──────── TASK INPUTS

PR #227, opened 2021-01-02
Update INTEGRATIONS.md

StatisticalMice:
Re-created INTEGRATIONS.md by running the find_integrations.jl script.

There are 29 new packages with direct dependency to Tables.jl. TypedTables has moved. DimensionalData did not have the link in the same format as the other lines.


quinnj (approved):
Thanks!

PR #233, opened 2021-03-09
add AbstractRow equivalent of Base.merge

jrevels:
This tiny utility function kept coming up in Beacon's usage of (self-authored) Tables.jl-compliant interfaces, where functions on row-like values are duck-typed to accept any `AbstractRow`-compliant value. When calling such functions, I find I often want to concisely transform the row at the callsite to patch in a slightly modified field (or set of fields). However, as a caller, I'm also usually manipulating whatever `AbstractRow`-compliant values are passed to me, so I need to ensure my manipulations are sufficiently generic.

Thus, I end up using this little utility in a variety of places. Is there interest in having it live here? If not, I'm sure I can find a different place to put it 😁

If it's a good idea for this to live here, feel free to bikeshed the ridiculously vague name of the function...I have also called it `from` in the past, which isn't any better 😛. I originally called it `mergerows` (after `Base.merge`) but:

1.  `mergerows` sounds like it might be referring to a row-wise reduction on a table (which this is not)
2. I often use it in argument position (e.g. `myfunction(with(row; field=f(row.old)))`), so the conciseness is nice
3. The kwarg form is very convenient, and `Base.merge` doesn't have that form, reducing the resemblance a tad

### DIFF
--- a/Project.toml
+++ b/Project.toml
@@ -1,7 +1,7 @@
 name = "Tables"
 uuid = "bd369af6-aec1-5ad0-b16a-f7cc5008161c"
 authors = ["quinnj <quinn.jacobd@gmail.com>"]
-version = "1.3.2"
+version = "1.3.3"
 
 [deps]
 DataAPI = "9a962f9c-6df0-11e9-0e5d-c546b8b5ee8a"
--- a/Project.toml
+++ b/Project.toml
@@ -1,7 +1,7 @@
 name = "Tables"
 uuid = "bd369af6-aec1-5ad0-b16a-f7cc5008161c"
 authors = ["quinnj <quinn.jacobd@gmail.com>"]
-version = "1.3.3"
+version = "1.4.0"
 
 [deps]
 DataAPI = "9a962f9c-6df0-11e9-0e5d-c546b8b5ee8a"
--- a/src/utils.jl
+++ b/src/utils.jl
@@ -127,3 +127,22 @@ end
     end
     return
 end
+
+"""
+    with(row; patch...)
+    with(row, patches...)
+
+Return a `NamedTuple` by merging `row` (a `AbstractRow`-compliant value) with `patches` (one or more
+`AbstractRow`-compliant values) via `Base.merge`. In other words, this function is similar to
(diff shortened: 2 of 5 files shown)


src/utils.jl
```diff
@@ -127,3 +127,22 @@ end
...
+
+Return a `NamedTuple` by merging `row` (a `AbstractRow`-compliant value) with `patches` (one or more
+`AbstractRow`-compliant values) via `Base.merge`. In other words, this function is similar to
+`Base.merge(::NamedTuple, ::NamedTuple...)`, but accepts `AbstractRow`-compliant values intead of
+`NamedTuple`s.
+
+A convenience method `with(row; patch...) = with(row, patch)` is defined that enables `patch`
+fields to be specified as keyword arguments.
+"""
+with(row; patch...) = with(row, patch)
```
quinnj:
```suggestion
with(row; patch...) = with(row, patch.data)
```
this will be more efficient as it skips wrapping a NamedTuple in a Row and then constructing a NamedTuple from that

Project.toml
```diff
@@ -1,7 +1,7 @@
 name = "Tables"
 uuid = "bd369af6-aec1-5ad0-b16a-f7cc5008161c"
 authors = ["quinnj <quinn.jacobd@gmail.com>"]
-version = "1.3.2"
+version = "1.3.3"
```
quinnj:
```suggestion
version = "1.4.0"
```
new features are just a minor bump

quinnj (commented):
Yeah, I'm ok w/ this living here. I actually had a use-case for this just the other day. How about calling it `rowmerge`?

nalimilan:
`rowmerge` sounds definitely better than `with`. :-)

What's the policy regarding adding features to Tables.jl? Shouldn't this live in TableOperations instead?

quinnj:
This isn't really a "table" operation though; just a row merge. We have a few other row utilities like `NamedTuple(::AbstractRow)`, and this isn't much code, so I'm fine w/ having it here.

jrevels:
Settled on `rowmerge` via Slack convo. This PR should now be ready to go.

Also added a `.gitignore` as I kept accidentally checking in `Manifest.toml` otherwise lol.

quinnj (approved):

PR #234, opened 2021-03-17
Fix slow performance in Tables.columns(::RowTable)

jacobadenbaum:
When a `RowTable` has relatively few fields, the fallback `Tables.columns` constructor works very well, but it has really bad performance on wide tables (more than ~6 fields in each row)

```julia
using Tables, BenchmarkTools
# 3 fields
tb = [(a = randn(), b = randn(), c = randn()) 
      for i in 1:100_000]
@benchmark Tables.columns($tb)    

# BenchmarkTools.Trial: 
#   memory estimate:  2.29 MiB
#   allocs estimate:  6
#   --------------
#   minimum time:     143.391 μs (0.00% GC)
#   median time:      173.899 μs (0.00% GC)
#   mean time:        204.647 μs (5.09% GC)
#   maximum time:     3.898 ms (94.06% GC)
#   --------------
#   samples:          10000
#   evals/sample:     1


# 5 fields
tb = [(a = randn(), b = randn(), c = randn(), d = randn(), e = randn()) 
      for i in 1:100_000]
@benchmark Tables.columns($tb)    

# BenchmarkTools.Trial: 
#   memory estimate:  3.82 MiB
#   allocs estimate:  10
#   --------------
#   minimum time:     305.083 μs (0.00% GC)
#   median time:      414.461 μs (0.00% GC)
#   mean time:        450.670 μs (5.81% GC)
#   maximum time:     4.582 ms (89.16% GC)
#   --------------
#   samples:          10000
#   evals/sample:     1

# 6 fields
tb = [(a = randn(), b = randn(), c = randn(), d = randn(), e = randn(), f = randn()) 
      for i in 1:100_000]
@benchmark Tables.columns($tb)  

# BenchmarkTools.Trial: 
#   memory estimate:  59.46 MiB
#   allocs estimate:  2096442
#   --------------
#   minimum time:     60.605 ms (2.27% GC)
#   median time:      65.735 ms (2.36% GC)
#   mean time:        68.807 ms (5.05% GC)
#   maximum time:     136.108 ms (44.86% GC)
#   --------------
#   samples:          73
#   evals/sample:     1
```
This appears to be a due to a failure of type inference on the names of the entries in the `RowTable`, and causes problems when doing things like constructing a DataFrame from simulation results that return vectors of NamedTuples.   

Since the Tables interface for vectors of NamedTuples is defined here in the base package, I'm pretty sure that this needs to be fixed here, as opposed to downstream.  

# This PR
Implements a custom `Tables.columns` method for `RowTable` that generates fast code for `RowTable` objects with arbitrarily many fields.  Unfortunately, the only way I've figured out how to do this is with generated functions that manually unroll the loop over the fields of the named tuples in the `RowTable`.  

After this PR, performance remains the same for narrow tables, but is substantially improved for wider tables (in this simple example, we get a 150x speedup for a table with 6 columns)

────────────────

> TO DO: Everything in the data above must be restated verbatim.

> WRITTEN REPLY:
PR #227, opened 2021-01-02
Update INTEGRATIONS.md

StatisticalMice:
Re-created INTEGRATIONS.md by running the find_integrations.jl script.

There are 29 new packages with direct dependency to Tables.jl. TypedTables has moved. DimensionalData did not have the link in the same format as the other lines.


quinnj (approved):
Thanks!

PR #233, opened 2021-03-09
add AbstractRow equivalent of Base.merge

jrevels:
This tiny utility function kept coming up in Beacon's usage of (self-authored) Tables.jl-compliant interfaces, where functions on row-like values are duck-typed to accept any `AbstractRow`-compliant value. When calling such functions, I find I often want to concisely transform the row at the callsite to patch in a slightly modified field (or set of fields). However, as a caller, I'm also usually manipulating whatever `AbstractRow`-compliant values are passed to me, so I need to ensure my manipulations are sufficiently generic.

Thus, I end up using this little utility in a variety of places. Is there interest in having it live here? If not, I'm sure I can find a different place to put it 😁

If it's a good idea for this to live here, feel free to bikeshed the ridiculously vague name of the function...I have also called it `from` in the past, which isn't any better 😛. I originally called it `mergerows` (after `Base.merge`) but:

1.  `mergerows` sounds like it might be referring to a row-wise reduction on a table (which this is not)
2. I often use it in argument position (e.g. `myfunction(with(row; field=f(row.old)))`), so the conciseness is nice
3. The kwarg form is very convenient, and `Base.merge` doesn't have that form, reducing the resemblance a tad

### DIFF
--- a/Project.toml
+++ b/Project.toml
@@ -1,7 +1,7 @@
 name = "Tables"
 uuid = "bd369af6-aec1-5ad0-b16a-f7cc5008161c"
 authors = ["quinnj <quinn.jacobd@gmail.com>"]
-version = "1.3.2"
+version = "1.3.3"
 
 [deps]
 DataAPI = "9a962f9c-6df0-11e9-0e5d-c546b8b5ee8a"
--- a/Project.toml
+++ b/Project.toml
@@ -1,7 +1,7 @@
 name = "Tables"
 uuid = "bd369af6-aec1-5ad0-b16a-f7cc5008161c"
 authors = ["quinnj <quinn.jacobd@gmail.com>"]
-version = "1.3.3"
+version = "1.4.0"
 
 [deps]
 DataAPI = "9a962f9c-6df0-11e9-0e5d-c546b8b5ee8a"
--- a/src/utils.jl
+++ b/src/utils.jl
@@ -127,3 +127,22 @@ end
     end
     return
 end
+
+"""
+    with(row; patch...)
+    with(row, patches...)
+
+Return a `NamedTuple` by merging `row` (a `AbstractRow`-compliant value) with `patches` (one or more
+`AbstractRow`-compliant values) via `Base.merge`. In other words, this function is similar to
(diff shortened: 2 of 5 files shown)


src/utils.jl
```diff
@@ -127,3 +127,22 @@ end
...
+
+Return a `NamedTuple` by merging `row` (a `AbstractRow`-compliant value) with `patches` (one or more
+`AbstractRow`-compliant values) via `Base.merge`. In other words, this function is similar to
+`Base.merge(::NamedTuple, ::NamedTuple...)`, but accepts `AbstractRow`-compliant values intead of
+`NamedTuple`s.
+
+A convenience method `with(row; patch...) = with(row, patch)` is defined that enables `patch`
+fields to be specified as keyword arguments.
+"""
+with(row; patch...) = with(row, patch)
```
quinnj:
```suggestion
with(row; patch...) = with(row, patch.data)
```
this will be more efficient as it skips wrapping a NamedTuple in a Row and then constructing a NamedTuple from that

Project.toml
```diff
@@ -1,7 +1,7 @@
 name = "Tables"
 uuid = "bd369af6-aec1-5ad0-b16a-f7cc5008161c"
 authors = ["quinnj <quinn.jacobd@gmail.com>"]
-version = "1.3.2"
+version = "1.3.3"
```
quinnj:
```suggestion
version = "1.4.0"
```
new features are just a minor bump

quinnj (commented):
Yeah, I'm ok w/ this living here. I actually had a use-case for this just the other day. How about calling it `rowmerge`?

nalimilan:
`rowmerge` sounds definitely better than `with`. :-)

What's the policy regarding adding features to Tables.jl? Shouldn't this live in TableOperations instead?

quinnj:
This isn't really a "table" operation though; just a row merge. We have a few other row utilities like `NamedTuple(::AbstractRow)`, and this isn't much code, so I'm fine w/ having it here.

jrevels:
Settled on `rowmerge` via Slack convo. This PR should now be ready to go.

Also added a `.gitignore` as I kept accidentally checking in `Manifest.toml` otherwise lol.

quinnj (approved):

PR #234, opened 2021-03-17
Fix slow performance in Tables.columns(::RowTable)

jacobadenbaum:
When a `RowTable` has relatively few fields, the fallback `Tables.columns` constructor works very well, but it has really bad performance on wide tables (more than ~6 fields in each row)

```julia
using Tables, BenchmarkTools
# 3 fields
tb = [(a = randn(), b = randn(), c = randn()) 
      for i in 1:100_000]
@benchmark Tables.columns($tb)    

# BenchmarkTools.Trial: 
#   memory estimate:  2.29 MiB
#   allocs estimate:  6
#   --------------
#   minimum time:     143.391 μs (0.00% GC)
#   median time:      173.899 μs (0.00% GC)
#   mean time:        204.647 μs (5.09% GC)
#   maximum time:     3.898 ms (94.06% GC)
#   --------------
#   samples:          10000
#   evals/sample:     1


# 5 fields
tb = [(a = randn(), b = randn(), c = randn(), d = randn(), e = randn()) 
      for i in 1:100_000]
@benchmark Tables.columns($tb)    

# BenchmarkTools.Trial: 
#   memory estimate:  3.82 MiB
#   allocs estimate:  10
#   --------------
#   minimum time:     305.083 μs (0.00% GC)
#   median time:      414.461 μs (0.00% GC)
#   mean time:        450.670 μs (5.81% GC)
#   maximum time:     4.582 ms (89.16% GC)
#   --------------
#   samples:          10000
#   evals/sample:     1

# 6 fields
tb = [(a = randn(), b = randn(), c = randn(), d = randn(), e = randn(), f = randn()) 
      for i in 1:100_000]
@benchmark Tables.columns($tb)  

# BenchmarkTools.Trial: 
#   memory estimate:  59.46 MiB
#   allocs estimate:  2096442
#   --------------
#   minimum time:     60.605 ms (2.27% GC)
#   median time:      65.735 ms (2.36% GC)
#   mean time:        68.807 ms (5.05% GC)
#   maximum time:     136.108 ms (44.86% GC)
#   --------------
#   samples:          73
#   evals/sample:     1
```
This appears to be a due to a failure of type inference on the names of the entries in the `RowTable`, and causes problems when doing things like constructing a DataFrame from simulation results that return vectors of NamedTuples.   

Since the Tables interface for vectors of NamedTuples is defined here in the base package, I'm pretty sure that this needs to be fixed here, as opposed to downstream.  

# This PR
Implements a custom `Tables.columns` method for `RowTable` that generates fast code for `RowTable` objects with arbitrarily many fields.  Unfortunately, the only way I've figured out how to do this is with generated functions that manually unroll the loop over the fields of the named tuples in the `RowTable`.  

After this PR, performance remains the same for narrow tables, but is substantially improved for wider tables (in this simple example, we get a 150x speedup for a table with 6 columns)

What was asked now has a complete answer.